Overview

Writing templates

An understanding of HTML and CSS is required before you can start writing templates for gen-invoice.

Overview

Templates are the core mechanism by which users can customise the generation of invoices or quotes. After processing all other input data and calculating subtotals and totals, the invoice generator passes all data to the user’s selected template for formatting. Templates control how this information is presented and acted upon, using powerful features of the Jinja template engine including loops and conditional statements.

Although line item data must follow a predetermined information schema, all other input data adheres to whatever schema is prescribed by the selected template. This provides users with the flexibility to incorporate any arbitrary information of their choosing when generating invoices and quotes.

Templates can opt to allow visual customisation via stylesheets by including the {{ css }} template tag. This allows users to create any number of different visual themes that are compatible with a single template, or with a set of conventions that one or more templates adhere to. If users do not want to make use of this functionality then they can simply omit the {{ css }} template tag and embed CSS code directly in templates.

Getting started

It is recommended that you start by familiarising yourself with the default template that ships with the command-line interface for gen-invoice, which demonstrates key Jinja template features, including filters, loops and conditional statements. The default template is also designed to work with stylesheets, which is a feature you may or may not wish to adopt in your own templates. Once you are familiar with the default template then it may also be helpful to familiarise yourself with more advanced features of the Jinja template engine that you can incorporate in your own templates.

To begin your template, you can duplicate the default.html file in the templates subdirectory of the gen-invoice data directory and name the new HTML file as you see fit. You can then start modifying the template HTML to suit your requirements, such as reorganising the structure of the document or localising field labels related to company identifiers, bank branch identifiers, tax, etc.

One very important consideration when writing templates is determining the information schema that they will impose on payee and payer data, since the content and structure of these data files is dictated completely by the fields and loops used in the template. You might opt to add to or modify the fields used in the default template, or you might define a completely new information schema of your own design. If you are working with multiple templates then it is strongly recommended that you establish a consistent schema that all of your templates adhere to, in order to ensure your payee and payer data files are compatible with all of your templates.

Custom filters provided by gen-invoice

In addition to the built-in filters provided by Jinja itself, the invoice generator adds the following filters for use in templates:

  • currency: formats a numeric value as a currency string using the system’s locale settings.

Compatibility with stylesheets

The invoice generator is designed to pass stylesheet CSS data to templates via the css key in the context dictionary. Whether you choose to utilise this mechanism is entirely up to you:

  • If you want to embed all of your CSS styles in each template and remove any possibility of customisation or theming, simply remove the {{ css }} template tag from your template. This will ensure the stylesheet data provided by the invoice generator is discarded.

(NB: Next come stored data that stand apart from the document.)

PR #318, opened 2026-07-05
Adding new C-PRISM algorithm

cophus:
# C-PRISM: reduce every probe from the full plane-wave expansion

Adds `upsample=True` to `SMatrix`. It runs multislice on the coarse beam set at the given `interpolation`, as PRISM does, then reduces every probe from the complete plane-wave expansion of the aperture instead of the coarse one. The interpolation factor then sets only how many multislice runs the build costs. It no longer sets the aperture sampling or the real-space cropping window the probes are reconstructed on.

```python
s_matrix = abtem.SMatrix(
    potential=potential,
    energy=300e3,
    semiangle_cutoff=20,
    interpolation=4,
    upsample=True,
)

scan = abtem.GridScan.commensurate(s_matrix, gpts=128)
measurements = s_matrix.scan(scan, detectors=detectors).compute()
```

`upsample=True` is the whole interface. Everything else is derived from the specimen and the aperture. With `upsample=False` the class is unchanged, so the two run on identical inputs.

**Validation notebook (Colab, A100):** https://drive.google.com/file/d/1I_UYNLjUddg5R3tyqY88lO-tqA7sGBLJ/view?usp=drive_link

It runs multislice, PRISM at f = 1, 2, 4 and C-PRISM at f = 2, 4 on a Ge cell with one Au column: single-probe CBED comparisons at four positions, then a 128 x 128 probe 4D-STEM scan of the whole cell. Error is measured against multislice as percent of probe intensity per radial bin, downsampled onto a common grid by block summation and subtracted pixelwise before binning, since binning first lets errors of opposite sign cancel. PRISM at f = 1 measures exactly zero by that metric, which validates the comparison chain.

## How it works

1. **Build.** Multislice on the coarse beams, plus a ring of beams just outside the aperture that anchors the interpolation at the aperture edge.
2. **Reference.** Back-propagate every beam to the middle of the specimen.
3. **Remove the trivial phases.** Divide each beam by its tilt ramp and by the vacuum defocus phase to the reference depth. In vacuum this leaves exactly unity.
4. **Interpolate** onto every plane wave of the aperture, with a band-limited (trigonometric) interpolant.
5. **Compress** into modes, each one real-space image plus one vector of plane-wave amplitudes.
6. **Reduce.** Per probe, one kernel per mode by inverse FFT, then multiply and sum over modes. This is the only per-probe work.
7. **Route.** Each detector reads the branch its band belongs to.

Two parts do the work.

**Mid-plane referencing.** Tilting the illumination shears the specimen, so once the ramp and the vacuum chirp are removed, the only remaining tilt dependence is a linear phase whose slope is the lateral drift `lambda (t - z) q` an electron accumulates between scattering at depth `z` and leaving at the exit surface. Referenced to the exit surface, that drift spectrum is one-sided on `[0, t theta]`, while a band-limited interpolant resolves a spectrum centred on zero. Half the Nyquist budget was going to an empty half-interval. Back-propagating the beams to `t/2` centres the support and doubles the angle the same beams reach, from `L / (2 f t)` to `L / (f t)`. The propagator does not commute with the tilt ramp, so it cannot be undone per beam once the modes are formed. It does commute with the reduction, so it is left in place and only wave-function and real-space outputs are propagated back.

**Exact retention of the built beams' row space.** The compression keeps that row space whole and applies `tolerance` only to what is left over. One branch of the reduction is then the PRISM algorithm exactly, at any tolerance, so detectors above the interpolation's aliasing angle read a branch with PRISM's accuracy from the same build. The switch angle is snapped down to a detector boundary so no band straddles it. A pixelated detector spans both sides by construction, and its pattern is stitched on the simulation grid: the interpolated branch zero-padded, the plane-wave branch scattered onto every f-th pixel. That scatter is exact because a field periodic with period `L/f` has its spectrum supported on those points.

The mode count comes out close to the coarse beam count, so a probe is reduced from the full expansion for roughly the number of terms PRISM needs for the coarse one. Per-probe cost relative to PRISM at the same `f` is `(f W / N_a)^2`, the square of the window ratio, and that is the whole penalty. The algorithm tolerates a larger `f` at the same accuracy, so the comparison that matters is at matched error.

## Contents

| File | |
|---|---|
| `abtem/prism/s_matrix.py` | the compression, `CompressedSMatrixArray`, the reductions and the detector routing |
| `abtem/scan.py` | `GridScan.commensurate` |
| `abtem/__init__.py` | export `CompressedSMatrixArray` |
| `abtem/prism/utils.py` | azimuthal convention fix, below |
| `abtem/potentials/iam.py` | exit-plane mapping fix, below |
| `abtem/prism/_partitioned_s_matrix.py` | same convention in an unreachable module, plus a note saying so |
| `test/test_prism_upsample.py` | 78 cases over both devices |
| `test/test_prism.py`, `test/test_potentials.py` | regression tests for the two fixes |

### Commensurate scans

When the probe positions land on a whole number of pixels, the window offset splits as `j - c = a s + b` and the probe index enters only through the whole-step part, so strided views and one matrix product replace the per-probe gather. Measured 20 to 50 times faster on the GPU at identical output. `GridScan.commensurate(matrix_or_potential, gpts=...)` snaps a requested scan onto that grid. An ordinary `GridScan` still works and warns if its step misses it.

### Two fixes that are not C-PRISM

**Azimuthal convention** in `abtem/prism/utils.py`: `prism_coefficients` computed `arctan2(kx, ky)` where `polar_spatial_frequencies` and the rest of the package use `arctan2(ky, kx)`. This reflects any azimuthally dependent aberration (astigmatism, coma) in a PRISM reduction with a `CTF`. Pinned by `test_upsample_aberrated_ctf_matches_probe`, which compares a real-space aberrated probe intensity and is sensitive to the convention.

**Exit planes on slicing** in `PotentialArray`: slicing copied the parent's `exit_planes` unmapped, so a sliced potential could carry an exit plane outside its own slices and the multislice algorithm silently returned an unpropagated wave function. Pinned by `test_potential_array_slicing_maps_exit_planes`.

## Limits

- The usable interpolation factor falls with thickness as `f < L / (alpha t)`, because the drift the interpolation resolves grows with thickness. Mid-plane referencing buys a factor of two in that bound and no more. `blend_angle='auto'` warns and clamps when the aliasing angle falls inside the bright-field disk.
- The reduction window has to hold the probe at the worst position in the scan. The automatic estimate uses thickness and aperture only, so it does not know about aberrations. A scan at large defocus needs `window_gpts` set explicitly.
- The compressed representation is a per-pixel product of a mode image and a probe-centred kernel, so multislice does not pass through it and a specimen cannot be split into slabs that are compressed separately and recombined. Tested, and it fails as the algebra predicts.
- Peak memory is during the compression, where the built scattering matrix and the modes are both resident, a little over twice what survives. `max_rank` trades accuracy for both the resident size and the reduction time, in proportion.

## Testing

`test/test_prism_upsample.py` is new: 78 cases parametrized over `[gpu, "cpu"]`. It pins the exactness claims directly rather than only end to end, including that the plane-wave branch reproduces an independently built PRISM scattering matrix at every tolerance, that the lattice reduction equals the general one, that stitched patterns match PRISM at the lattice pixels and are exactly zero off them, and that the whole chain honours `config['precision']`.

A100-SXM4-40GB, CUDA 12.9, cupy 14.0.1, numpy 2.0.2, excluding `test_gpaw.py`:

```
prism: 281 passed, 0 failed, 0 skipped (393 s); 136 gpu cases, 136 passed, 0 skipped
full : 1563 passed, 0 failed, 34 skipped (1016 s); 622 gpu cases, 610 passed, 12 skipped
```

The 12 skipped GPU cases are `test_hyperspy`, which skips itself when hyperspy is not installed.


cophus:
# C-PRISM: upsampled, compressed scattering-matrix reduction via `SMatrix(upsample=True)`

**Revision note.** Following review feedback, C-PRISM is no longer a separate pipeline:
the `CPRISM`/`CPRISMArray` classes are gone, and the algorithm is now an option on
`SMatrix` itself. There is one builder class and one set of entry points
(`SMatrix.build` / `SMatrix.scan` / `SMatrix.reduce`); C-PRISM is enabled by two
keywords. With `upsample=False` (the default) every code path and result is unchanged
from `dev`, which the test suite pins.

```python
# PRISM (unchanged)
measurement = abtem.SMatrix(
    potential=potential, energy=150e3, semiangle_cutoff=20, interpolation=(2, 4),
).scan(scan=scan, detectors=haadf)

# C-PRISM: same class, same scan — two extra keywords
measurement = abtem.SMatrix(
    potential=potential, energy=150e3, semiangle_cutoff=20, interpolation=(2, 4),
    upsample=True, tolerance=1e-3,
).scan(scan=scan, detectors=haadf)
```

## What it does

PRISM trades accuracy for speed through the interpolation factor `f`: the plane-wave
expansion is subsampled by `f`, and every probe is cropped to a `1/f` window, so the
error grows quickly with `f` (the crop discards the probe's scattering tails, and the
aperture is sampled ever more coarsely).

With `upsample=True`, the scattering matrix is still *built* from the coarse expansion
(the multislice cost still drops by ~`f²`), but it is then interpolated back to the
**full plane-wave expansion of the aperture** and compressed by an exact truncated
SVD. Probes are reduced from the full expansion on the full grid: no window crop, no
coarsened aperture sampling. The interpolation factor only controls how many
multislice runs are used to build the scattering matrix — accuracy degrades much more
slowly with `f`, and probe positions commensurate with the grid stay commensurate at
any `f`.

`SMatrix.build` returns a `CompressedSMatrixArray` (the truncated factorization
`T ≈ U Σ Vᴴ`) instead of an `SMatrixArray`; both expose the same
`scan`/`reduce`/`dummy_probes` interface. At `interpolation=(1, 1)` the expansion is
already complete, so a plain `SMatrixArray` is returned and the result is *identical*
to PRISM (tested to machine precision).

## New `SMatrix` keywords

| keyword | default | meaning |
|---|---|---|
| `upsample` | `False` | Enable the C-PRISM build: interpolate the coarse expansion to the full aperture and compress it. |
| `tolerance` | `1e-3` | Relative singular-value threshold of the adaptive truncation; the retained rank is certified against the exact spectrum of the interpolated operator. |
| `max_rank` | `None` | Optional cap on the number of retained modes. |
| `window_gpts` | `None` | Optional crop window for the compressed reduction. Decoupled from `interpolation` (unlike PRISM); default is the full grid. |
| `position_quantization` | `None` | Optionally quantize fractional probe positions, limiting the number of reduction kernels for scans incommensurate with the grid. |
| `max_batch_expansion` | `"auto"` | Stream the full-window reduction in batches of plane waves, bounding its memory (see *Memory* below). |

`max_rank`, `position_quantization` and `max_batch_expansion` raise a `ValueError`
without `upsample=True`; `tolerance` and `window_gpts` are documented as ignored. The
compression stage reports progress under `diagnostics.task_progress`.

## API examples

One-shot scan, including frozen phonons (configurations are built, compressed and
reduced one at a time and averaged, eagerly or lazily):

```python
frozen_phonons = abtem.FrozenPhonons(atoms, num_configs=8, sigmas=0.1, seed=0)
potential = abtem.Potential(frozen_phonons, gpts=(384, 768), slice_thickness=2)

measurement = abtem.SMatrix(
    potential=potential, energy=150e3, semiangle_cutoff=20,
    interpolation=(2, 4), upsample=True,
).scan(scan=scan, detectors=haadf, lazy=True).compute()
```

Build once, reduce many — the compressed scattering matrix is reusable across scans,
detectors and CTFs:

```python
s_matrix = abtem.SMatrix(
    potential=potential, energy=150e3, semiangle_cutoff=20,
    interpolation=(2, 4), upsample=True, tolerance=1e-3,
)
s_matrix_array = s_matrix.build()  # CompressedSMatrixArray, always in memory

haadf_image = s_matrix_array.scan(scan=scan, detectors=haadf)
aberrated = s_matrix_array.scan(
    scan=scan, detectors=haadf,
    ctf=abtem.CTF(defocus=50, Cs=1e5, semiangle_cutoff=20),
)
cbed = s_matrix_array.reduce(scan=(21.5, 8.3), detectors=abtem.WavesDetector())
```

Choosing the tolerance from the retained spectrum:

```python
plt.semilogy(s_matrix_array.singular_values / s_matrix_array.singular_values[0])
s_matrix_array.rank  # modes kept at the current tolerance
```

Bounding the reduction memory for large fields of view (see *Memory* below); the
option can also be set per reduction:

```python
s_matrix = abtem.SMatrix(
    potential=potential, energy=150e3, semiangle_cutoff=20,
    interpolation=(2, 4), upsample=True, max_batch_expansion=256,
)
# or: s_matrix_array.reduce(scan=scan, detectors=haadf, max_batch_expansion=256)
```

## How the compressed build works

1. **Coarse build on a disk.** The coarse expansion spans a disk around the aperture
   (padded by a support margin) instead of the full bounding rectangle — the corners
   are undersampled at coarse `f` and only add multislice runs (−26% plane waves at
   `(2, 4)`, −45% at `(4, 8)`).
2. **Phase removal.** The plane-wave tilt phase *and* the propagation (defocus) phase
   `exp(−iπλt|k|²)` accumulated through the specimen thickness are factored out of
   each beam, exposing the smooth variation of the scattering matrix with the wave
   vector. Both are restored on the dense expansion afterwards.
3. **Interpolate, then compress.** The phase-removed matrix is factored once as
   `T = LQ` with orthonormal `Q`, obtained from the Hermitian eigendecomposition of
   the small Gram matrix `TTᴴ` (accumulated in double precision) rather than a tall
   QR — 5–14× faster and one full matrix copy less of peak memory, since `Q` is
   contracted on the fly and never materialized. A band-limited (trigonometric)
   interpolant maps the small beam-side factor to the dense expansion, and the SVD of
   the interpolated operator follows exactly from the small projected matrix — the
   dense matrix is never formed, and the tolerance is certified on the operator the
   scan actually applies. A band-limited interpolant is essential: local (spline)
   interpolation aliases its error into ghost probes displaced by `extent/f`, which
   annular detectors integrate as signal.
4. **Reduce by expansion.** By default the compressed matrix is expanded back to the
   interpolation-(1, 1) scattering matrix and reduced with the existing
   `SMatrixArray` machinery (one high-arithmetic-intensity GEMM); with `window_gpts`
   set, a windowed per-position mode contraction is used instead.

`scan`/`reduce` reuse the existing per-configuration orchestration (frozen phonons,
CTF ensembles, eager and lazy evaluation); the compression requires the scattering
matrix in memory, so upsampled reductions run one potential configuration per task
(`disable_s_matrix_chunks`).

## Accuracy

Benchmark: SrTiO₃/LaTiO₃ (110) interface, 55 Å thick, 150 kV, 20 mrad, gpts (384, 768);
single-probe CBED error on an atomic column, in absolute intensity units
(`½·Σ|ΔI|` per unit incident intensity, masked ≥4 px from the detector edge), vs. a
multislice reference:

| interpolation | PRISM | `upsample=True` |
|---|---|---|
| (1, 1) | 1.1e−06 | 1.1e−06 (identical) |
| (1, 2) | 7.8e−03 | **3.6e−03** |
| (2, 4) | 3.1e−02 | **1.6e−02** |
| (4, 8) | 8.0e−02 | **6.1e−02** |

On scanned images the gap is larger, because PRISM's window crop error is coherent
across the scan while the C-PRISM error is not: at `(2, 4)` the BF image error is
~30× lower (9e−4 vs 2.8e−2) and the HAADF error ~5× lower (9e−5 vs 4.4e−4) in the
same absolute units.

## Cost

Same benchmark, full Nyquist scan (7808 positions), single-threaded-FFT CPU timings:

| interpolation | PRISM | `upsample=True` (retained modes) |
|---|---|---|
| multislice reference | 1002 s | — |
| (1, 1) | 1567 waves, 216 s | identical path, 211 s |
| (1, 2) | 795 waves, 108 s | 337 modes, 167 s |
| (2, 4) | 211 waves, 27 s | 246 modes, 70 s |
| (4, 8) | 61 waves, 8.5 s | 86 modes, 42 s |

The multislice build cost falls with `f` exactly as PRISM's; the compression itself
is now sub-second at this scale (the Gram-based factorization replaces a tall QR
that took 5–23 s here and ~9 min on a 10⁶-pixel scattering matrix); the remaining
fixed cost is the full-aperture reduction (≈ a PRISM-(1,1) reduction, so the total
decreases monotonically with `f`). At a matched time budget the two algorithms trade
differently per detector: C-PRISM's time-vs-error front is below PRISM's for
BF/LAADF/CBED work, while PRISM remains competitive for HAADF-only mapping on CPU,
where its crop error hides inside the BF disk. On GPU the reduction GEMM is the same
kernel PRISM uses.

**Memory.** The default full-window reduction materializes the expanded
interpolation-(1, 1) scattering matrix, i.e. the memory footprint of PRISM at
`interpolation=1`. For large fields of view, `max_batch_expansion` streams the
expansion instead: plane waves are expanded in batches and contracted with the
reduction coefficients on the fly, bounding the peak at one batch of plane waves
plus one batch of reduced wave functions (the automatic reduction batches are
enlarged so the repeated-expansion overhead stays at `rank / batch`). Measured on a
case whose expansion is 3.5 GB: peak memory +3.6 GB → **+0.2 GB** at unchanged wall
time, with the streamed and expanded reductions agreeing to float precision.

## PRISM fixes found while validating

Found while pinning C-PRISM against PRISM/`Probe`, all in `dev`'s code paths:

- The CTF expansion-coefficient normalization used the complex square instead of the
  absolute square, scaling reduced probes of any aberrated CTF by an arbitrary factor
  (2.7× intensity for a typical aberrated probe, different per CTF-ensemble member).
  PRISM with an aberrated CTF now matches the equivalent `Probe` to float precision.
- `SMatrixArray.scan` forwarded a `rechunk` argument that `reduce` does not accept,
  raising `TypeError` on every direct call.
- The azimuthal angle in `prism_coefficients` and the partitioned scattering matrix
  was `arctan2(kx, ky)`, mirroring φ-dependent aberrations relative to the abTEM
  convention `arctan2(ky, kx)` (latent — these paths currently only see symmetric
  CTFs).

Regression tests pin the coefficient conventions.

## Tests

`test/test_prism_upsample.py` (24 tests): vacuum probe identity at several factors
and rank-1 vacuum compression; multislice agreement at `(1, 1)` including off-grid
positions; identity with PRISM at `(1, 1)` (returns a plain `SMatrixArray`); lower
error than PRISM at matched interpolation with an absolute-error bound; windowed
reduction and window normalization; streamed-expansion agreement with the expanded
reduction (grid scans, off-grid positions, aberrated CTFs, eager and lazy) and its
option validation; the singular-value spectrum; frozen phonons (eager + lazy) and
lazy≡eager; multiple detector types; CTF ensembles; aberrated-CTF probe match (pins
the azimuth convention); interpolation-independent `downsampled_gpts`; defocus-phase
properties; option validation; and PRISM copy-kwarg round-trip. The API refactor and
the Gram-based factorization were each verified against the previous revision
(bit-identical scans / 3e-7 relative drift). Full suite: 836 passed.

---

Updated notebooks:
[will be added]

cophus:
# C-PRISM: upsampled, compressed scattering-matrix reduction via `SMatrix(upsample=True)`

**Revision note.** Following review feedback, C-PRISM is no longer a separate pipeline:
the `CPRISM`/`CPRISMArray` classes are gone, and the algorithm is now an option on
`SMatrix` itself. There is one builder class and one set of entry points
(`SMatrix.build` / `SMatrix.scan` / `SMatrix.reduce`); C-PRISM is enabled by two
keywords. With `upsample=False` (the default) every code path and result is unchanged
from `dev`, which the test suite pins.

```python
# PRISM (unchanged)
measurement = abtem.SMatrix(
    potential=potential, energy=150e3, semiangle_cutoff=20, interpolation=(2, 4),
).scan(scan=scan, detectors=haadf)

# C-PRISM: same class, same scan — two extra keywords
measurement = abtem.SMatrix(
    potential=potential, energy=150e3, semiangle_cutoff=20, interpolation=(2, 4),
    upsample=True, tolerance=1e-3,
).scan(scan=scan, detectors=haadf)
```

## What it does

PRISM trades accuracy for speed through the interpolation factor `f`: the plane-wave
expansion is subsampled by `f`, and every probe is cropped to a `1/f` window, so the
error grows quickly with `f` (the crop discards the probe's scattering tails, and the
aperture is sampled ever more coarsely).

With `upsample=True`, the scattering matrix is still *built* from the coarse expansion
(the multislice cost still drops by ~`f²`), but it is then interpolated back to the
**full plane-wave expansion of the aperture** and compressed by an exact truncated
SVD. Probes are reduced from the full expansion on the full grid: no window crop, no
coarsened aperture sampling. The interpolation factor only controls how many
multislice runs are used to build the scattering matrix — accuracy degrades much more
slowly with `f`, and probe positions commensurate with the grid stay commensurate at
any `f`.

`SMatrix.build` returns a `CompressedSMatrixArray` (the truncated factorization
`T ≈ U Σ Vᴴ`) instead of an `SMatrixArray`; both expose the same
`scan`/`reduce`/`dummy_probes` interface. At `interpolation=(1, 1)` the expansion is
already complete, so a plain `SMatrixArray` is returned and the result is *identical*
to PRISM (tested to machine precision).

## New `SMatrix` keywords

| keyword | default | meaning |
|---|---|---|
| `upsample` | `False` | Enable the C-PRISM build: interpolate the coarse expansion to the full aperture and compress it. |
| `tolerance` | `1e-3` | Relative singular-value threshold of the adaptive truncation; the retained rank is certified against the exact spectrum of the interpolated operator. |
| `max_rank` | `None` | Optional cap on the number of retained modes. |
| `window_gpts` | `None` | Optional crop window for the compressed reduction. Decoupled from `interpolation` (unlike PRISM); default is the full grid. |
| `position_quantization` | `None` | Optionally quantize fractional probe positions, limiting the number of reduction kernels for scans incommensurate with the grid. |
| `max_batch_expansion` | `"auto"` | Stream the full-window reduction in batches of plane waves, bounding its memory (see *Memory* below). |

`max_rank`, `position_quantization` and `max_batch_expansion` raise a `ValueError`
without `upsample=True`; `tolerance` and `window_gpts` are documented as ignored. The
compression stage reports progress under `diagnostics.task_progress`.

## API examples

One-shot scan, including frozen phonons (configurations are built, compressed and
reduced one at a time and averaged, eagerly or lazily):

```python
frozen_phonons = abtem.FrozenPhonons(atoms, num_configs=8, sigmas=0.1, seed=0)
potential = abtem.Potential(frozen_phonons, gpts=(384, 768), slice_thickness=2)

measurement = abtem.SMatrix(
    potential=potential, energy=150e3, semiangle_cutoff=20,
    interpolation=(2, 4), upsample=True,
).scan(scan=scan, detectors=haadf, lazy=True).compute()
```

Build once, reduce many — the compressed scattering matrix is reusable across scans,
detectors and CTFs:

```python
s_matrix = abtem.SMatrix(
    potential=potential, energy=150e3, semiangle_cutoff=20,
    interpolation=(2, 4), upsample=True, tolerance=1e-3,
)
s_matrix_array = s_matrix.build()  # CompressedSMatrixArray, always in memory

haadf_image = s_matrix_array.scan(scan=scan, detectors=haadf)
aberrated = s_matrix_array.scan(
    scan=scan, detectors=haadf,
    ctf=abtem.CTF(defocus=50, Cs=1e5, semiangle_cutoff=20),
)
cbed = s_matrix_array.reduce(scan=(21.5, 8.3), detectors=abtem.WavesDetector())
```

  • If you want to design your templates to allow customisation or theming, be sure to retain the {{ css }} template tag. It is recommended that you place this tag immediately after any CSS declarations that are embedded in the template, which will allow the stylesheet CSS to override any conflicting declarations that precede it.

Embedding resources

Ideally, the HTML files generated by your template should be entirely standalone and devoid of references to external resources such images, fonts, stylesheets, etc. If it is necessary to reference external resources then these should either be publicly-available on the internet (e.g. Google Fonts) or should be embedded using Data URIs (which are particularly well-suited to embedding images.) This ensures the resulting HTML files will be displayed consistently irrespective of where they are located within a device’s filesystem.